Every line of the material below in which "easier" shows up is to be located and copied.

*** MATERIAL SUPPLIED Section Begins ***

PR #486, opened 2017-03-17
APEXCORE-662 Raising StramEvent in case of heartbeat miss

KapoorHitesh:
@tushargosavi Please review. I have tested this externally on gateway, attaching screenshot of the same.
test_screenshot

### DIFF
--- a/engine/src/main/java/com/datatorrent/stram/StreamingContainerManager.java
+++ b/engine/src/main/java/com/datatorrent/stram/StreamingContainerManager.java
@@ -780,14 +780,22 @@ public class StreamingContainerManager implements PlanContext
           //LOG.debug("{} {} {}", c.getExternalId(), currentTms - sca.createdMillis, this.vars.heartbeatTimeoutMillis);
           // container allocated but process was either not launched or is not able to phone home
           if (currentTms - sca.createdMillis > 2 * this.vars.heartbeatTimeoutMillis) {
-            LOG.info("Container {}@{} startup timeout ({} ms).", c.getExternalId(), c.host, currentTms - sca.createdMillis);
+            LOG.error("Container {}@{} startup timeout ({} ms).", c.getExternalId(), c.host, currentTms - sca.createdMillis);
             containerStopRequests.put(c.getExternalId(), c.getExternalId());
           }
         } else {
           if (currentTms - sca.lastHeartbeatMillis > this.vars.heartbeatTimeoutMillis) {
             if (!isApplicationIdle()) {
+              // Check if the heartbeat for this agent has already been missed to raise the StramEvent only once
+              if (sca.lastHeartbeatMillis != -1) {
+                String info = String.format("Container %s@%s heartbeat timeout (%d%n ms).", c.getExternalId(), c.host, currentTms - sca.lastHeartbeatMillis);
+                LOG.error(info);
+                StramEvent stramEvent = new StramEvent.ContainerErrorEvent(c.getExternalId(), info, null);
+                stramEvent.setReason(info);
+                recordEventAsync(stramEvent);
+                sca.lastHeartbeatMillis = -1;
+              }
               // request stop (kill) as process may still be hanging around (would have been detected by Yarn otherwise)
-              LOG.info("Container {}@{} heartbeat timeout ({} ms).", c.getExternalId(), c.host, currentTms - sca.lastHeartbeatMillis);
               containerStopRequests.put(c.getExternalId(), c.getExternalId());
             }
           }


engine/src/main/java/com/datatorrent/stram/StreamingContainerManager.java
```diff
@@ -1180,6 +1188,9 @@ public void removeContainerAgent(String containerId)
   {
     LOG.debug("Removing container agent {}", containerId);
     StreamingContainerAgent containerAgent = containers.remove(containerId);
+    if (containerHeartBeatMissSet.contains(containerId)) {
```
vrozov: Why is containerHeartBeatMissSet.contains() call necessary?

engine/src/main/java/com/datatorrent/stram/StreamingContainerManager.java
```diff
@@ -217,6 +217,7 @@
   protected String shutdownDiagnosticsMessage = "";
   private long lastResourceRequest = 0;
   private final Map<String, StreamingContainerAgent> containers = new ConcurrentHashMap<>();
+  private final Set<String> containerHeartBeatMissSet = Collections.newSetFromMap(new ConcurrentHashMap<String, Boolean>());
```
vrozov: Why is the Set necessary? Will not it be easier to track that the container time outed on the container itself?

vrozov (changes requested):

engine/src/main/java/com/datatorrent/stram/StreamingContainerManager.java
KapoorHitesh: Yes it will be easier, but when I was testing it I observed multiple container error events for the heartbeat miss of the same container , although this wasn't wrong but according to me only one container error event should be raised for this scenario and hence I have used a Set to assure if the container has already raised this error event it should not raise it again.

KapoorHitesh:
@vrozov  I have modified the code, please review.

engine/src/main/java/com/datatorrent/stram/StreamingContainerManager.java
vrozov: What is the significance of the Set or a Collection of containers that missed the heartbeat? Can you introduce boolean on StreamingContainerAgent that identifies containers that missed the heartbeat? Another option will be to rely on the lastHeartBeatMillis. Update it to -1 (check what will be a good option) when the container misses heartbeat for the first time.

KapoorHitesh:
@vrozov have made the code changes. Have tested the same
image
Before these code changes we were getting the log entry for missed heartbeat multiple times now we will get that log entry only once.

engine/src/main/java/com/datatorrent/stram/StreamingContainerManager.java
```diff
@@ -784,10 +784,15 @@ public void monitorHeartbeat(boolean waitForRecovery)
             containerStopRequests.put(c.getExternalId(), c.getExternalId());
           }
         } else {
-          if (currentTms - sca.lastHeartbeatMillis > this.vars.heartbeatTimeoutMillis) {
+          if (sca.lastHeartbeatMillis != -1 && (currentTms - sca.lastHeartbeatMillis > this.vars.heartbeatTimeoutMillis)) {
             if (!isApplicationIdle()) {
               // request stop (kill) as process may still be hanging around (would have been detected by Yarn otherwise)
-              LOG.info("Container {}@{} heartbeat timeout ({} ms).", c.getExternalId(), c.host, currentTms - sca.lastHeartbeatMillis);
+              String info = String.format("Container %s@%s heartbeat timeout (%d%n ms).", c.getExternalId(), c.host, currentTms - sca.lastHeartbeatMillis);
+              LOG.info(info);
```
vrozov: While you are looking at this code, please change to LOG.warn or LOG.error, it should not be info level. The same applies to line 783.

engine/src/main/java/com/datatorrent/stram/StreamingContainerManager.java
```diff
@@ -784,10 +784,15 @@ public void monitorHeartbeat(boolean waitForRecovery)
             containerStopRequests.put(c.getExternalId(), c.getExternalId());
           }
         } else {
-          if (currentTms - sca.lastHeartbeatMillis > this.vars.heartbeatTimeoutMillis) {
+          if (sca.lastHeartbeatMillis != -1 && (currentTms - sca.lastHeartbeatMillis > this.vars.heartbeatTimeoutMillis)) {
```
vrozov: Before, Stram will request Yarn to kill a container each time it detects heartbeat timeout. Can we keep the original behavior? Are there any pros of sending only one? If not, please keep the original behavior and limit check `sca.lastHeartbeatMillis != -1` only to avoid multiple StramEvents.

engine/src/main/java/com/datatorrent/stram/StreamingContainerManager.java
```diff
@@ -784,10 +784,15 @@ public void monitorHeartbeat(boolean waitForRecovery)
...
             if (!isApplicationIdle()) {
```
vrozov: @tweise @PramodSSImmaneni  This does not look right to me. Should not a container be killed even when an application is idle when the container misses a heartbeat?

engine/src/main/java/com/datatorrent/stram/StreamingContainerManager.java
KapoorHitesh: Thank you for the review comment. What do you think about the repetitive log message? According to me we should only have one log message (like we are having after these code changes).

engine/src/main/java/com/datatorrent/stram/StreamingContainerManager.java
KapoorHitesh: I am not sure but according to me when the application starts at that time some operators may not be deployed instantly and may be waiting for some resources may be at that time container may miss a heartbeat but should not be killed. 
I need to check this theory will get back to you on this.

engine/src/main/java/com/datatorrent/stram/StreamingContainerManager.java
vrozov: I agree, there should be only one StramEvent raised, but there may be multiple attempts to request Yarn to kill the container.

engine/src/main/java/com/datatorrent/stram/StreamingContainerManager.java
vrozov: This is the question on `isApplicationIdle()` for @tweise and @PramodSSImmaneni, not directly related to the PR.

KapoorHitesh:
@vrozov have made the changes please review.

vrozov:
rebase against upstream/master

KapoorHitesh:
@vrozov rebased please merge.

engine/src/main/java/com/datatorrent/stram/StreamingContainerManager.java
```diff
@@ -780,14 +780,22 @@ public void monitorHeartbeat(boolean waitForRecovery)
           //LOG.debug("{} {} {}", c.getExternalId(), currentTms - sca.createdMillis, this.vars.heartbeatTimeoutMillis);
           // container allocated but process was either not launched or is not able to phone home
           if (currentTms - sca.createdMillis > 2 * this.vars.heartbeatTimeoutMillis) {
-            LOG.info("Container {}@{} startup timeout ({} ms).", c.getExternalId(), c.host, currentTms - sca.createdMillis);
+            LOG.error("Container {}@{} startup timeout ({} ms).", c.getExternalId(), c.host, currentTms - sca.createdMillis);
```
tweise, line 783: @Hitesh-Scorpio @vrozov this is incorrect use of logging and I want to discuss this before it spreads further. That there can be problems with worker containers is an expected scenario in a distributed system and as we can see Apex handles the condition.  ERROR should be reserved for problems internal to Apex that cannot be handled by the system. Please undo this change.

engine/src/main/java/com/datatorrent/stram/StreamingContainerManager.java
```diff
@@ -780,14 +780,22 @@ public void monitorHeartbeat(boolean waitForRecovery)
...
             containerStopRequests.put(c.getExternalId(), c.getExternalId());
           }
         } else {
           if (currentTms - sca.lastHeartbeatMillis > this.vars.heartbeatTimeoutMillis) {
             if (!isApplicationIdle()) {
+              // Check if the heartbeat for this agent has already been missed to raise the StramEvent only once
+              if (sca.lastHeartbeatMillis != -1) {
+                String info = String.format("Container %s@%s heartbeat timeout (%d%n ms).", c.getExternalId(), c.host, currentTms - sca.lastHeartbeatMillis);
+                LOG.error(info);
```
tweise, line 792: As the variable says, this is INFO.

KapoorHitesh: Reverted it back to info.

*** MATERIAL SUPPLIED Section Ends ***

» **RESPONSE TO THE TASK**:
vrozov: Why is the Set necessary? Will not it be easier to track that the container time outed on the container itself?
KapoorHitesh: Yes it will be easier, but when I was testing it I observed multiple container error events for the heartbeat miss of the same container , although this wasn't wrong but according to me only one container error event should be raised for this scenario and hence I have used a Set to assure if the container has already raised this error event it should not raise it again.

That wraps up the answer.